Pattern: The Overthinking Trap
This chapter reveals the pattern of intellectual overcomplication—how we can think ourselves out of the answers that were right in front of us all along. Levin's breakthrough isn't discovering something new; it's remembering something simple: do good because it's right, not because it pays off. The mechanism works like this: when life feels meaningless, our educated minds kick into overdrive, searching for complex explanations and cosmic purposes. We read philosophy, analyze everything, debate meaning—while the answer sits in plain sight. Meanwhile, people with less formal education often navigate life with clearer moral instincts because they haven't been trained to overthink basic human decency. The more we intellectualize goodness, the further we drift from actually practicing it. This pattern dominates modern life. The nurse who agonizes over career meaning while her patients need basic kindness. The manager who attends leadership seminars but won't simply treat employees fairly. Parents reading parenting books instead of just listening to their kids. Social media activists debating justice online while ignoring the neighbor who needs help with groceries. We complicate what should be simple: treat people well, do your work honestly, help when you can. When you catch yourself overthinking life's purpose, return to basics. Ask: 'What's the decent thing to do right now?' Not the strategic thing, not the optimal thing—the decent thing. Your meaning isn't hiding in some grand plan; it's in how you handle today's small choices. Be kind to the difficult customer. Help the struggling coworker. Listen to your teenager without fixing everything. These aren't consolation prizes while you search for 'real' purpose—they ARE the purpose. When you can name the pattern, predict where it leads, and navigate it successfully—that's amplified intelligence. Sometimes the most profound wisdom is embarrassingly simple.

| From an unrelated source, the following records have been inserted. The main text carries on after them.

PR #67, opened 2021-01-27
Feature/dmendez fd nuesel

mendezdpatricia:
Making this pull request as advertised to do for all active branches.
This is the branch that I've been using for the purpose of the nue selection in ICARUS.
I don't see why it wouldn't be ok to merge this into develop, but I also don't see a problem with leaving this as a branch as long as I get some help with making sure that it still works once the sbncode-sbnana split happens.


wesketchum:
Thanks Diana. Can you suggest/assign someone in this PR to review this to verify (at least within reason) that it's ok to merge to develop? From your description it sounds to be the case. Assigning me is an option, but I'm not as familiar with the details so could miss something obvious.

mendezdpatricia:
Right, this should affect anyone else's work. It mostly only includes a bunch of scripts that use SBNAna (Vars,Cuts,Spectra) to perform the event selection, all which are in SBNAna/ananue/eventselection , and a few additions and edits that should only affect the FD's Vars and Cuts. 
Assigned Ed and Chris to review.

etyley (approved):
These changes all look good to me from an SBND NuE Selection point of view.

wesketchum:
OK, this is now in release/v09_15_00 and is awaiting the split.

The tendency to intellectually complicate what should be simple moral choices, missing obvious answers while searching for complex meanings.

Why This Matters

Connect literature to life

Skill: Distinguishing Simple from Complex Problems

This chapter teaches how to recognize when we're intellectually overcomplicating decisions that have straightforward moral answers.

Practice This Today

This week, notice when you're analyzing a decision to death—ask yourself if your gut already knows the decent thing to do.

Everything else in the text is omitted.